隣地との関係
隣地との関係で心掛けたいこと
おとなりとのトラブルを起こさないために
家を建てる場合、建築基準法をはじめ、その他の法令の規定を守ることは当然ですが、それだけでは、必ずしも解決できない問題があります。
特に市街地の場合には、自分の土地だからといって、好き勝手にできるというものではなく、隣や周囲の人々に迷惑をかけない程度に利用することが必要でしょう。そのためにも住宅の敷地はある程度の広さが必要となります。
家を建てるときには、自分の計画を隣近所に十分説明し、話し合うとともに、次のようなことに注意をはらいたいものです。
おとなりとのトラブルは大きなストレスになります
1.隣の日当たりなども考えて
日当たりを確保することは、住宅を建てるときの大切な要素です。自分の家に日が当たってほしいと同じように隣の家の日当たりをできるだけ妨害しないようにしたいものです。
また、隣の住宅に接して建物を建てることは、日当たりの問題だけでなく。風通しを悪くすることにもなり、さらにお互いのプライバシーの問題にもなりますので、よく検討してください。
2.屋根雪の落下にも配慮を
雪国であるかぎり、屋根からの落雪や雪処理を無視することはできません。このため、雪止めの施工、屋根勾配や軒先の位置などの配慮が必要です。
3.隣地との関係は民法で定められている
相隣関係でトラブルが起こった場合、建築行政を担当しているところへよく相談がもち込まれますが、これは、一般に市役所などの行政側で取扱えない問題であり、お互いの話し合いによるか、または、裁判などにより解決しなければならない問題です。
例をあげますと、民法では次のようなものがありますので、ぜひ知っておいてください。
- 土地の所有者は、建物を建てたり、修繕をしたりする場合に必要な範囲内において、一時的に隣地の使用を請求できます。ただし、相手の了解を得る必要があります。(第209条)
- 建物を建てる場合には、隣地境界線から50センチメートル以上離さなければなりません。しかし、これと異なる慣習があればこれに従うこととされています。(第234条)

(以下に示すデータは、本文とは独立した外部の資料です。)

PR #286, opened 2019-02-04
Removed functionShield from core

### LINKED ISSUE #282: functionShield middleware uses closed-source dependency with custom license/EULA
Hi there 👋 

I've really been enjoying using `middy`, but recently ran into a legal issue with one of it's dependencies.

After running a security and license scan on our project dependencies, we realized that the `functionShield` middleware that comes bundled with `middy` also includes the [`@puresec/function-shield`](https://www.npmjs.com/package/@puresec/function-shield) package. `@puresec/function-shield` is closed-source, and if you look at the license, it points to a [custom license/EULA](https://assets.puresec.io/agreements/FunctionShield-EULA(13Jan19).pdf).

This means that just by installing `middy` (and installing it's dependency `@puresec/function-shield`), you're legally agreeing to the terms in the PureSec license/EULA. Even if you don't use the `functionShield` middleware (as we don't), you're still downloading it and agreeing to the license.

Would it be possible to move `@puresec/function-shield` from the `dependencies` section of `middy`'s `package.json`, and move it into `peerDependencies`? That way npm won't install it automatically when installing `middy`. We can also add a note in the documentation that in order to use the `functionShield` middleware, you'll also need to install `@puresec/function-shield` and suggest to review the license before installing.

I'd be happy to submit a PR with the changes I suggested, please let me know what you think.
Thanks!

lmammino:
Closes #282


theburningmonk:
For breaking changes like this, should we do it as part of v1 instead? 

If not, would the change be compatible when we do roll out v1?

lmammino:
Very good questions @theburningmonk. I am already referring to the middleware in v1 as an alternative installation. that one should be compatible as we didn't change any middleware internal from v0 to v1.

I also created a bunch of documentation notes + a changelog files to make sure that it's clear for the user that this version comes with a breaking change.

PR #288, opened 2019-02-05
Allow use() to receive multiple middlewares

### LINKED ISSUE #277: Support passing more than 1 config at a time into use()
Alongside the current functionality of being able to chain `.use()` I find myself wanting to be able to pass more than 1 config into use at once. The use-case for this is when I have middleware "groups" set up elsewhere, and would rather import that onto handlers, than have to remember everything in the group every time I set up a new handler, for example:
```javascript
const middy = require('middy');
const middlewareGroup = [middleware1(), middleware2(), middleware3()];

exports.handler = middy((event, context, callback) => callback(null, 'foo'))
    .use(...middlewareGroup);
```

alexdebrie:
Closes #277 

This allows users to pass an array of middlewares to `use()`:

```javascript
const middy = require("@middy/core");
const middleware1 = require("sample-middleware1");
const middleware2 = require("sample-middleware2");
const middleware3 = require("sample-middleware3");
const middlewares = [middleware1(), middleware2(), middleware3()]

const originalHandler = (event, context, callback) => {
  /* your business logic */
};

const handler = middy(originalHandler);

handler.use(middlewares)

module.exports = { handler };
```

It should be backwards-compatible. 

All of the logic for the existing `use` function went into a new `applyMiddleware` method. The `use` function now is pretty small -- if the input is an array, it calls `applyMiddleware` with each element in the array. If the input is an object, it calls `applyMiddleware` with the object. Otherwise, it throws an error.

Open to suggestions / changes!


lmammino:
Not sure why tests in node 6 fails. I was even thinking to drop Node 6 in v1.0.0, but I shouldn't do it as part of this PR. I will investigate tomorrow

lmammino:
Finally managed to fix the issue. Some dependency was messed up (which reflected only in node6 where the package-lock is not used). Ready to merge

alexdebrie:
Awesome! Thanks for cleaning up the types and tracking down this issue, @lmammino 🙏 .

lmammino:
@alexdebrie, thanks to you for submitting this awesome PR :)

PR #290, opened 2019-02-07
Add default export to ssm middleware

dbartholomae:
This seems to be an oversight - the other middlewares have it, and ssm not having it breaks TypeScript imports

### DIFF
--- a/packages/secrets-manager/index.d.ts
+++ b/packages/secrets-manager/index.d.ts
@@ -10,3 +10,5 @@ interface ISecretsManagerOptions {
 }
 
 declare function secretsManager(opts?: ISecretsManagerOptions): middy.IMiddyMiddlewareObject;
+
+export default secretsManager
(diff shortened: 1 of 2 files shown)


theburningmonk:
@dbartholomae you're right! it's an oversight, it was my bad. While you're here, do you mind popping a default export into the secrets-manager package as well?

dbartholomae:
Added :)

packages/secrets-manager/index.d.ts
```diff
@@ -1,5 +1,6 @@
 import { SecretsManager } from 'aws-sdk'
 import middy from '../core'
+import ssm from '../ssm'
```
theburningmonk: is this required? the two should be separate, right?

dbartholomae: Thanks for catching that! My IDE snuck that in ^^'
I'll remove it and double check the rest.

dbartholomae: I've removed the line

lmammino:
@theburningmonk are you ok with the latest changes?

dbartholomae:
Accidentially added another commit, will remove it asap

PR #302, opened 2019-02-20
Add types for httpSecurityHeaders

crespowang:
I noticed the types for **httpSecurityHeaders** is added in 1.0.0-alpha but not master, so just do it to make it work for now.


lmammino:
Thanks, seems great at a first glance. I'll review this better and get it merged in the next few hours :)

PR #990, opened 2024-01-03
tail: Do not trust st_size if it equals zero

ricardobranco777:
Fix for `tail` not being able to operate on files residing in pseudo-filesystems that advertize a zero size value.

To reproduce: `tail -1 /compat/linux/proc/mounts`

Bug: https://bugs.freebsd.org/bugzilla/show_bug.cgi?id=276107


delphij (approved):

delphij:
LGTM; pushed to `main`.

emaste:
1fb3caee72241b9b4dacbfb0109c972a86d4401f

emaste:
(oops, clicked the wrong button and reopened by accident)

PR #999, opened 2024-01-05
/bin/pax/file_subs.c: typo

mnu1011:
Line719: has -> have
(The auxiliary verb should be followed by the base form of the verb)

### DIFF
--- a/bin/pax/file_subs.c
+++ b/bin/pax/file_subs.c
@@ -716,7 +716,7 @@ set_pmode(char *fnm, mode_t mode)
  *	block boundaries significantly reduces the overhead when copying files
  *	that are NOT very sparse. This overhead (when compared to a write) is
  *	almost below the measurement resolution on many systems. Without it,
- *	files with holes cannot be safely copied. It does has a side effect as
+ *	files with holes cannot be safely copied. It does have a side effect as
  *	it can put holes into files that did not have them before, but that is
  *	not a problem since the file contents are unchanged (in fact it saves
  *	file space). (Except on paging files for diskless clients. But since we


lwhsu:
Please note that your name is different from the `From:` (`Author:` in git) line, as you can see in https://patch-diff.githubusercontent.com/raw/freebsd/freebsd-src/pull/999.patch , note the space between in your last and first name.  You don't have to specify them again in the pull request comment as what in commit object is sufficient and more import, as they will be recorded forever.

For a pull request, we don't need "merge commit" (the one with "Merge branch ...") and the duplicate commits (see above link, it contains two commits with the same change.) Please squash them and do a force push to update this PR.  Also, you don't need to attach the patch file, as the commit itself is what we only need, it just takes unnecessary resource.

Finally, please change the last line:

```
```

to

```
Event:    Advanced UNIX Programming Course (Fall’23) at NTHU.
```

lwhsu:
> Thank you for taking the time to respond. I have a couple of questions:
> 
>     1. when you mentioned that my name and the 'From: (Author: in git) line' are different, are you referring to the distinction between mnu1011 and HUNG-CHI CHANG? If so, it's because of Spec requirements, so I configured gitconfig to use my passport name. Otherwise, I prefer to use the name mnu1011.
> 
>     2. In pull request comments and commits, is there no need to explicitly mention Name and Email? Because commit metadata already includes this information?

If that is the case, no need to mention the name and email in the commit message and we can accept your commit metadata.

lwhsu (approved):

lwhsu:
Merged as 711a74e19ffd7bcd116744a333c5c22835c17307

PR #1000, opened 2024-01-05
share/doc/IPv6/IMPLEMENTATION typo

Koios1143:
Line `710`, using `do` might be better to fit the grammar rather than `does`.
Line `1484`, delete a `s` after `need` might be better fit `routers`.

Name: Ho-Kun Lin
Email: s110062126@m110.nthu.edu.tw

### DIFF
--- a/share/doc/IPv6/IMPLEMENTATION
+++ b/share/doc/IPv6/IMPLEMENTATION
@@ -707,7 +707,7 @@ node-local multicast group ff01::1.
 1.4.2 Stateless address autoconfiguration on hosts
 
 In IPv6 specification, nodes are separated into two categories:
-routers and hosts.  Routers forward packets addressed to others, hosts does
+routers and hosts.  Routers forward packets addressed to others, hosts do
 not forward the packets.  net.inet6.ip6.forwarding defines whether this
 node is a router or a host (router if it is 1, host if it is 0).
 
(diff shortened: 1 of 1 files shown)


lwhsu:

- 隣地境界線より1メートル未満のところに他人の宅地を見渡せる窓や縁側を設ける場合は、目隠しをしなければなりません。(第235条)
- 土地の所有者は、雨水が直接隣地へ流れるような屋根その他の工作物を設けてはいけないことになっています。(第218条)
- 土地の所有者は、隣地の所有者と共同で境界明示杭、塀を設けることができるとされています。(第223条、第225条)
以上、市役所などで取扱う建築基準法その他の行政法規とは別の民法上の問題を例示してみましたが、これら民法で定められた事項は、相手方との話し合いにより了解が得られれば、規定と異なることもできますので、建物を新築、増築、改築するとき、または隣との境に塀をつくるときなどは隣地所有者とよく話し合って決めることが大切です。